ACTIVITY — Output range, inclusive: from the line containing "PR #278, opened 2017-03-13" to the line containing "I'm going to". Restate those lines from the data below word for word and only those.

TASK DATA —

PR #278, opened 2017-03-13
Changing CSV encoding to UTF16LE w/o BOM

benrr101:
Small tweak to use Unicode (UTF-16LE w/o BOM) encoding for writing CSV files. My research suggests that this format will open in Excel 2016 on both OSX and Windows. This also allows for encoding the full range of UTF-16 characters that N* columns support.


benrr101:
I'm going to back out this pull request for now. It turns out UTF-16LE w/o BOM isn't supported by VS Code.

---

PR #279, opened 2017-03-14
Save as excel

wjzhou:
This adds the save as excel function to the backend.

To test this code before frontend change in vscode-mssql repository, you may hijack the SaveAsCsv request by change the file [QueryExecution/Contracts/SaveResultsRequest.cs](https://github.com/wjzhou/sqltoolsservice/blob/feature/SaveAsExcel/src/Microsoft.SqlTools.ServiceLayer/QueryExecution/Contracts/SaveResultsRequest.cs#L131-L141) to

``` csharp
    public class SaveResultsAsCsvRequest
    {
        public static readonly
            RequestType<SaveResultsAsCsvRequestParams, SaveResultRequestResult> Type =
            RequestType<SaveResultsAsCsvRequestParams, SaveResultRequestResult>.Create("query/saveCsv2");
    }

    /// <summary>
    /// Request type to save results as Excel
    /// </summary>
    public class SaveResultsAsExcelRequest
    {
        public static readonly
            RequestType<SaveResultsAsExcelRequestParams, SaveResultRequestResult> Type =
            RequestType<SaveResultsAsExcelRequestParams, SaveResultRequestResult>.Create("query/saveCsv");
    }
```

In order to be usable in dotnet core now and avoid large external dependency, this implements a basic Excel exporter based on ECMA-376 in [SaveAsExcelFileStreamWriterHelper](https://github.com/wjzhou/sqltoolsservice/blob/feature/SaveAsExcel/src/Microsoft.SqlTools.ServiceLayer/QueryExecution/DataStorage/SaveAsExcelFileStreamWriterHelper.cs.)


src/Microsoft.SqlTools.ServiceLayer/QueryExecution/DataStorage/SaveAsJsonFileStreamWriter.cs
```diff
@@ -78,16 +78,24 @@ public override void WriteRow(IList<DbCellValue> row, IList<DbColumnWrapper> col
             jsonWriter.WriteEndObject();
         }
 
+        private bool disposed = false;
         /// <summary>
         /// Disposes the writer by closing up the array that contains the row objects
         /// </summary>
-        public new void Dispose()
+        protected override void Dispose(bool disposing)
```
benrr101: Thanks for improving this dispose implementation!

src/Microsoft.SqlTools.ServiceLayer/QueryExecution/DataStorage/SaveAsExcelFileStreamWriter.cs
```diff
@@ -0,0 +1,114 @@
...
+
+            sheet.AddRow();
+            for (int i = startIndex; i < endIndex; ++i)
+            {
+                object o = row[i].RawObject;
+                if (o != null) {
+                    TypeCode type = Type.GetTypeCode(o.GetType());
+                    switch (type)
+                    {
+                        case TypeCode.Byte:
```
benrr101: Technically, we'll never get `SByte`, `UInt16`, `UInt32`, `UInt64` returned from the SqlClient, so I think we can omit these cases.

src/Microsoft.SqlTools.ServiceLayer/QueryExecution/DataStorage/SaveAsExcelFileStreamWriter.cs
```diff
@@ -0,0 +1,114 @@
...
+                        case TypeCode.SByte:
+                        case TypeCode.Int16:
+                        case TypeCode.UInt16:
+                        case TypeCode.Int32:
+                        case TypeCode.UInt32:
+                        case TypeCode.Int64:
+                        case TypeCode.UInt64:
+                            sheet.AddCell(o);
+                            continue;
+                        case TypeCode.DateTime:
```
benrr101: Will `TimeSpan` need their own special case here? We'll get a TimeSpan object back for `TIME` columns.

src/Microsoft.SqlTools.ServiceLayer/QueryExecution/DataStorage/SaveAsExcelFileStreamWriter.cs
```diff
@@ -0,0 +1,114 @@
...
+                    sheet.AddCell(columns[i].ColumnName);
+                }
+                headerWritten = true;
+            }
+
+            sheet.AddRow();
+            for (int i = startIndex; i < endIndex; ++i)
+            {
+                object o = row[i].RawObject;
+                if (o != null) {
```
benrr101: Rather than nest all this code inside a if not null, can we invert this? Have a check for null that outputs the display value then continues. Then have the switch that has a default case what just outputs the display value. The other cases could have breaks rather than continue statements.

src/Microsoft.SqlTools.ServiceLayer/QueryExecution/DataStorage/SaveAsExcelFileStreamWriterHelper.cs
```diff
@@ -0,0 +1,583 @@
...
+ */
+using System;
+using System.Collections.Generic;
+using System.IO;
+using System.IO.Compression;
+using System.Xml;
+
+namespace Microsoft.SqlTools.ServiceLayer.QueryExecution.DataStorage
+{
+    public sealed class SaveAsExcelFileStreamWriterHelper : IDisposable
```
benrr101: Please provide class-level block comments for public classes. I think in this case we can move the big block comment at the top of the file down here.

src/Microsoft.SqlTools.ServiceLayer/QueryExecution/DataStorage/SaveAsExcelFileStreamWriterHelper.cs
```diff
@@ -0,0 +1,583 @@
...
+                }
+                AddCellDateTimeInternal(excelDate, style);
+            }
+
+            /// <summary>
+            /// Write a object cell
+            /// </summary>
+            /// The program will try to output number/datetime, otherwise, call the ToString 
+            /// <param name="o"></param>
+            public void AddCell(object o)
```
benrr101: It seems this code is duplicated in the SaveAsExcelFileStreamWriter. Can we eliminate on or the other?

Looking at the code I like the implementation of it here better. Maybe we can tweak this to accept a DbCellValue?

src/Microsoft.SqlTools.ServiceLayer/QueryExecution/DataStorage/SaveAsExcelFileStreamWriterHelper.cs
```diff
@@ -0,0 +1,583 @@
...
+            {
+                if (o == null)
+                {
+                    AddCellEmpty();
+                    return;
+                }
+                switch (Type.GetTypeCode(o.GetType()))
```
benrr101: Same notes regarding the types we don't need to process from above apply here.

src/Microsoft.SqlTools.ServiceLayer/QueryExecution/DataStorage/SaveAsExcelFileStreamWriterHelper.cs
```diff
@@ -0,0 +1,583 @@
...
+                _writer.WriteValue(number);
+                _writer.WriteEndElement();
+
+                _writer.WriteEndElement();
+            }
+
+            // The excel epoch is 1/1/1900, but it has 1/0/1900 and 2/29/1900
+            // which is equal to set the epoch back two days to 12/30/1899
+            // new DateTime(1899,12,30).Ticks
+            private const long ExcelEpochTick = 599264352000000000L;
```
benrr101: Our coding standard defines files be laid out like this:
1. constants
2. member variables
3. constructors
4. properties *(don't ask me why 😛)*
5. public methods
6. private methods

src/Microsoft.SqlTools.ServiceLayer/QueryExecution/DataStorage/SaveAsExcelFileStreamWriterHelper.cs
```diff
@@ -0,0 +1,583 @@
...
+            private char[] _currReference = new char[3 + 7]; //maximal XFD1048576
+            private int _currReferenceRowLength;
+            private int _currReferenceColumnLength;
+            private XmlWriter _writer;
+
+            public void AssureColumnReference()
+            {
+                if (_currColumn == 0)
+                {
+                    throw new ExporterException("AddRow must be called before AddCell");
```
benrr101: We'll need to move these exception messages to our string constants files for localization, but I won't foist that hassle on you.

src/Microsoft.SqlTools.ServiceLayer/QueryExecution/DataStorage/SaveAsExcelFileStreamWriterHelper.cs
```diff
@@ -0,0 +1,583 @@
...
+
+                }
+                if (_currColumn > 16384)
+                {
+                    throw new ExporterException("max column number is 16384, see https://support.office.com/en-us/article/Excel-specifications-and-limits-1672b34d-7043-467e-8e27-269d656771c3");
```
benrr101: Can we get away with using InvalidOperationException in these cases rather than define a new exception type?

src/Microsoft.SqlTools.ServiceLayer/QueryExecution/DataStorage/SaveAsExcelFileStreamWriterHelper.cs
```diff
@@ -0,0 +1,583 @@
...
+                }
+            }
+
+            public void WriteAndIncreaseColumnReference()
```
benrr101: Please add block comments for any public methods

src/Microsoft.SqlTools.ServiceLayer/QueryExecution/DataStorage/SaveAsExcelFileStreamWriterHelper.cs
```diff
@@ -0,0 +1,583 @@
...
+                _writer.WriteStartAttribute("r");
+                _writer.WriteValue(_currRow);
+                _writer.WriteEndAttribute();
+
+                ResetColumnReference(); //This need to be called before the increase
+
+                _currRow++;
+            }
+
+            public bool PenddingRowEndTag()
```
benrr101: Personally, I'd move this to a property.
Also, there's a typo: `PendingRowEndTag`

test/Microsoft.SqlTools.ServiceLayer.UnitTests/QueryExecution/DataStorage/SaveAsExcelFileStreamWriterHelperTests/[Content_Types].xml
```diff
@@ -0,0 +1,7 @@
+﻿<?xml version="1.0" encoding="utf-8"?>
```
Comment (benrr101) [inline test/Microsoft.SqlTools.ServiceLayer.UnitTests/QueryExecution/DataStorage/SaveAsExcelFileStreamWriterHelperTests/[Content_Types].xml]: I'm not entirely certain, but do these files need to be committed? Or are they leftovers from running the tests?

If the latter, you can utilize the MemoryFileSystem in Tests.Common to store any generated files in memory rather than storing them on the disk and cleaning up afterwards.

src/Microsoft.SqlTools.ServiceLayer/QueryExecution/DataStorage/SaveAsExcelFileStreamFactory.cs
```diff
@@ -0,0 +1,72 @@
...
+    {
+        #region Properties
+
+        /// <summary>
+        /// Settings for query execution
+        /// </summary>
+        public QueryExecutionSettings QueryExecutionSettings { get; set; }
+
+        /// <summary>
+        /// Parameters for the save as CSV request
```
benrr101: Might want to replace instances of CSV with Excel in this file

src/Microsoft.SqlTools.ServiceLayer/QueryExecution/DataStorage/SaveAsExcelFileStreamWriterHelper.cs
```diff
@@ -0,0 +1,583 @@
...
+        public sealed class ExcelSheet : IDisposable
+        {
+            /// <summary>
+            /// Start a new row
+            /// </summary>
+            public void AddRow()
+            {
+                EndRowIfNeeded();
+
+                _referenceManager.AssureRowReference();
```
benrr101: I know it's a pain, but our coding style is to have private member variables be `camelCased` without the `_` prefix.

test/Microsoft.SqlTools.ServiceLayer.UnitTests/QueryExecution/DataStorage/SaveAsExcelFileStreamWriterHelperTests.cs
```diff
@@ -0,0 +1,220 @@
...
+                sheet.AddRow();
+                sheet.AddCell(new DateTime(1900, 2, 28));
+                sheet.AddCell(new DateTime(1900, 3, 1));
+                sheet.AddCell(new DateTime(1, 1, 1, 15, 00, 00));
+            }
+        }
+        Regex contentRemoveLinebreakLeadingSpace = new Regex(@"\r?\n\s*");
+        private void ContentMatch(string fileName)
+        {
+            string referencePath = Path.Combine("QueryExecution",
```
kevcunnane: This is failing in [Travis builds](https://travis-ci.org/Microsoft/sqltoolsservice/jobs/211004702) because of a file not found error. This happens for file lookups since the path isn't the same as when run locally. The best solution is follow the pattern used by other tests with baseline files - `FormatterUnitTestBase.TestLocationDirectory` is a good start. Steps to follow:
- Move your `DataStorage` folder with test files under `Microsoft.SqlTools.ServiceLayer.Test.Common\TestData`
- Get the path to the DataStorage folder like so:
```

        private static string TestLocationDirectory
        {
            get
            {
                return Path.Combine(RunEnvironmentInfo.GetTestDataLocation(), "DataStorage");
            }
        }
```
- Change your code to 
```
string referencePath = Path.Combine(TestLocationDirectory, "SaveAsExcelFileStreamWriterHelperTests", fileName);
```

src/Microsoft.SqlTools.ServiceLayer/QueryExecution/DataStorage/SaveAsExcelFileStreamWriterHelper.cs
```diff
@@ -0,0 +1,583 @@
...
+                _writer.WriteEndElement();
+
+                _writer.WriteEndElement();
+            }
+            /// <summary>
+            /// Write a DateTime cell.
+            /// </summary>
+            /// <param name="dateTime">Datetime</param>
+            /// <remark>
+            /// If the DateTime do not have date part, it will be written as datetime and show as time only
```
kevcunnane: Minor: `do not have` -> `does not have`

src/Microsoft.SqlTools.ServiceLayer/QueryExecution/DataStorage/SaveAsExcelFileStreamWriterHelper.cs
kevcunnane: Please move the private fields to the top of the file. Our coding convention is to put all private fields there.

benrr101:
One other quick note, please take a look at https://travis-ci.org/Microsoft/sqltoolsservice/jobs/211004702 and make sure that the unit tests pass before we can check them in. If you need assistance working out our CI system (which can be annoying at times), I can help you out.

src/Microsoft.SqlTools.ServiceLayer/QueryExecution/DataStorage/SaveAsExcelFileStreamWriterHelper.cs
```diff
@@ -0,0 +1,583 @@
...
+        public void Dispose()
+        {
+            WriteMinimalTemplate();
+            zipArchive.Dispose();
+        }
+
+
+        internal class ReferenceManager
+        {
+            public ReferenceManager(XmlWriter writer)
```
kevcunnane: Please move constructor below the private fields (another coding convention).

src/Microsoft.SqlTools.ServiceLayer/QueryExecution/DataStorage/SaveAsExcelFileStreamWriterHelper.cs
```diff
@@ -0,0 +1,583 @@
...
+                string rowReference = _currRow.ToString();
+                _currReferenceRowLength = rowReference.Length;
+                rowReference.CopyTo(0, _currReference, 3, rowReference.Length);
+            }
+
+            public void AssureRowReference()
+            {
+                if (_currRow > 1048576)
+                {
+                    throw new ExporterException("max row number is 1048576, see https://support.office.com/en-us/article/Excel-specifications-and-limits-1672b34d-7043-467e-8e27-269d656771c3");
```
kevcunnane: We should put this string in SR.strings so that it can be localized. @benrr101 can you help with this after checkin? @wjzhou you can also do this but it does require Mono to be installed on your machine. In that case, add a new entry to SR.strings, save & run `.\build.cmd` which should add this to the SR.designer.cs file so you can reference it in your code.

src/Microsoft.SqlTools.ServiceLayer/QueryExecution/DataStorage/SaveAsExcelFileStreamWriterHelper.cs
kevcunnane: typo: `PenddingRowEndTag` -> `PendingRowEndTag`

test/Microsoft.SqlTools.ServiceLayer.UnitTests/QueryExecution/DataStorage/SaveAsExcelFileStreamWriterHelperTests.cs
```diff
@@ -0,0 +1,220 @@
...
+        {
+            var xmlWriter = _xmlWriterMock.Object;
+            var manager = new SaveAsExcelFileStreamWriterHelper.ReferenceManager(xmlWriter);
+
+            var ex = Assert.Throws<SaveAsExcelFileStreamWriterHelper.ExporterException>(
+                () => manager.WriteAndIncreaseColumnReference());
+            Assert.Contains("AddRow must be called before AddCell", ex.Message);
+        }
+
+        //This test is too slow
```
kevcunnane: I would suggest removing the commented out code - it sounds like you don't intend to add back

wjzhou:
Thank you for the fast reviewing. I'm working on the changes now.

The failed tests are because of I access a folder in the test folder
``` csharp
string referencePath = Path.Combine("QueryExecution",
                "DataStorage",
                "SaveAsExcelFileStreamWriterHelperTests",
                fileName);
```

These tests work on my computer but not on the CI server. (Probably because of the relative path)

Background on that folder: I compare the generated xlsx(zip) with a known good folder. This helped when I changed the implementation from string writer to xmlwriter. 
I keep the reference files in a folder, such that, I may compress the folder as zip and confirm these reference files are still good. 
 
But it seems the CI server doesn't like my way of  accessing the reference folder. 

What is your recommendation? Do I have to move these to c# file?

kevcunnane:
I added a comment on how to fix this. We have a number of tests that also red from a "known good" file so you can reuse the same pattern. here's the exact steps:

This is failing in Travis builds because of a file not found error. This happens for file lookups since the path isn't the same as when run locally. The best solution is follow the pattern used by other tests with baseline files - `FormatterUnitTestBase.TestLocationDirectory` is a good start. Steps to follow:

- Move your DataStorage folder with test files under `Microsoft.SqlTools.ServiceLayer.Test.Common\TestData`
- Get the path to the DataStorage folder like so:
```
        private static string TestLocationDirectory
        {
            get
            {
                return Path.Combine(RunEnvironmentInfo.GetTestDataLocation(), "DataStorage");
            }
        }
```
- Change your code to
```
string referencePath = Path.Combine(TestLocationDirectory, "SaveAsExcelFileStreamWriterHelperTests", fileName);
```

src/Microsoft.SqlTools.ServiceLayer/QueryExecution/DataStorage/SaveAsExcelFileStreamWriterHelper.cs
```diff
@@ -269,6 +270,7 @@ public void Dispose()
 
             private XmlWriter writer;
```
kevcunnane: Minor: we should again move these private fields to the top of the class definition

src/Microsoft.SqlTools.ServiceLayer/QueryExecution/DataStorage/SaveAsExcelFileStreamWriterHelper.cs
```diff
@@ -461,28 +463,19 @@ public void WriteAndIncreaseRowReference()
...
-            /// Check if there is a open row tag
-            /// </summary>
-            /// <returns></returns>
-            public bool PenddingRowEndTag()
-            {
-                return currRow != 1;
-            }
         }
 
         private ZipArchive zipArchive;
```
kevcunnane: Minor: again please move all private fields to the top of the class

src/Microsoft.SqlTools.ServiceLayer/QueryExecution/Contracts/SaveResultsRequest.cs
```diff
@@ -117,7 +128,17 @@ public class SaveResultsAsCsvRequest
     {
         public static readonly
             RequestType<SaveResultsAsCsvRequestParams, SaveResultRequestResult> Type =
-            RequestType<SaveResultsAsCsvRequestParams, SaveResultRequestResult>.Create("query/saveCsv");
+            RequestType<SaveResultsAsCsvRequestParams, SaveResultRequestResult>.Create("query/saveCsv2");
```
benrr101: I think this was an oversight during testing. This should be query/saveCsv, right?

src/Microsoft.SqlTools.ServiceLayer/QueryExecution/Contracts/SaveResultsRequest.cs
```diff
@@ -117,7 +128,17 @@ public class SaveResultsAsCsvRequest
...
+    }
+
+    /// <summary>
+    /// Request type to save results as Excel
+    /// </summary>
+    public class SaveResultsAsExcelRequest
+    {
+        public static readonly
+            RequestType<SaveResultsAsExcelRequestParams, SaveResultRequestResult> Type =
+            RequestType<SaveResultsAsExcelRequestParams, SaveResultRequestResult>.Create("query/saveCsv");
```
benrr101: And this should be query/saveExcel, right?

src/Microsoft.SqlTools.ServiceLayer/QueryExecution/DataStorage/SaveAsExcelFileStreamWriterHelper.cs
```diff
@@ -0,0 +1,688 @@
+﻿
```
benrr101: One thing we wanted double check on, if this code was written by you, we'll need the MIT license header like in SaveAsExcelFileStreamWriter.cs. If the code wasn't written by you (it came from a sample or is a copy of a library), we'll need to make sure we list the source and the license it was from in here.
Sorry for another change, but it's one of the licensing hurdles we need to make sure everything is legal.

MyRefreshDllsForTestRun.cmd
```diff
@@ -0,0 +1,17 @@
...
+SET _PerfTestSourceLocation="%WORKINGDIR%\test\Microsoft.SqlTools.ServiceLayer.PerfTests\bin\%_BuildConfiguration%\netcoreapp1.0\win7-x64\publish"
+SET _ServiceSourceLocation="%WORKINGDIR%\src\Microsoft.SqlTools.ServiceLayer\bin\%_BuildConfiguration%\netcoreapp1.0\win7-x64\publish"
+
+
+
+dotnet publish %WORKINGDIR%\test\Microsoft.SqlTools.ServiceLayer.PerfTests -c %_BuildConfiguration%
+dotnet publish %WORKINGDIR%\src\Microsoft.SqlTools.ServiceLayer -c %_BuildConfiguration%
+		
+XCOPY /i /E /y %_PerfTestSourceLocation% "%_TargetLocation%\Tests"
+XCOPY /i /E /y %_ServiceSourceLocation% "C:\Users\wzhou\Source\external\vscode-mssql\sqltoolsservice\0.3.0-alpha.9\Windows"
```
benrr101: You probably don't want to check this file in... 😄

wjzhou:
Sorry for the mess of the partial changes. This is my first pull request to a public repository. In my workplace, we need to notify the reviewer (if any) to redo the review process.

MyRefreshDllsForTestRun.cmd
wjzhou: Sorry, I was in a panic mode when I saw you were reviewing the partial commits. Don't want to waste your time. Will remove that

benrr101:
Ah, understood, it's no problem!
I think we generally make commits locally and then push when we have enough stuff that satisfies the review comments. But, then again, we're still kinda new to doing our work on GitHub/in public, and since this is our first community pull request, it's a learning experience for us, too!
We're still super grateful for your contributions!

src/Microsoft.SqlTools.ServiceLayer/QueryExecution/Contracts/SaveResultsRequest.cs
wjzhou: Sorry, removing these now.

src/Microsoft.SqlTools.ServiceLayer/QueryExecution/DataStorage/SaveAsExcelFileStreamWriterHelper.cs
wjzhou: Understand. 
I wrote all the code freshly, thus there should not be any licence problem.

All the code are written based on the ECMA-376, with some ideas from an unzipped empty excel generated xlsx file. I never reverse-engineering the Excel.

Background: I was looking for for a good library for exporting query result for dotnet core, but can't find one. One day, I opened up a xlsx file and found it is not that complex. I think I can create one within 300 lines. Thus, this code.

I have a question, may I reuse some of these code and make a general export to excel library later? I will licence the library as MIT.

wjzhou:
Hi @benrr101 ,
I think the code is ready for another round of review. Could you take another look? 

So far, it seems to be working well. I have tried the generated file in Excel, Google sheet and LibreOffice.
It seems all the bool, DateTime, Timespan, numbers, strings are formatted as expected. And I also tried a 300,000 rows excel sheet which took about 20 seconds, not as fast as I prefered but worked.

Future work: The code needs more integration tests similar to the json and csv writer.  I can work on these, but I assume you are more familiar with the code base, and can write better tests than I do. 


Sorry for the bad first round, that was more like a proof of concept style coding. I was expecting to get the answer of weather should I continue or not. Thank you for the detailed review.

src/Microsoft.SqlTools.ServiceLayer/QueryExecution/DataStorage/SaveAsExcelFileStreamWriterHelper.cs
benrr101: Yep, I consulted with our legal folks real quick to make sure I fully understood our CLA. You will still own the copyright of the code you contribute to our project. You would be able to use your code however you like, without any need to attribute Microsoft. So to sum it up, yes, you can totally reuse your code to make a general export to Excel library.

THE ANSWER —
PR #278, opened 2017-03-13
Changing CSV encoding to UTF16LE w/o BOM

benrr101:
Small tweak to use Unicode (UTF-16LE w/o BOM) encoding for writing CSV files. My research suggests that this format will open in Excel 2016 on both OSX and Windows. This also allows for encoding the full range of UTF-16 characters that N* columns support.


benrr101:
I'm going to back out this pull request for now. It turns out UTF-16LE w/o BOM isn't supported by VS Code.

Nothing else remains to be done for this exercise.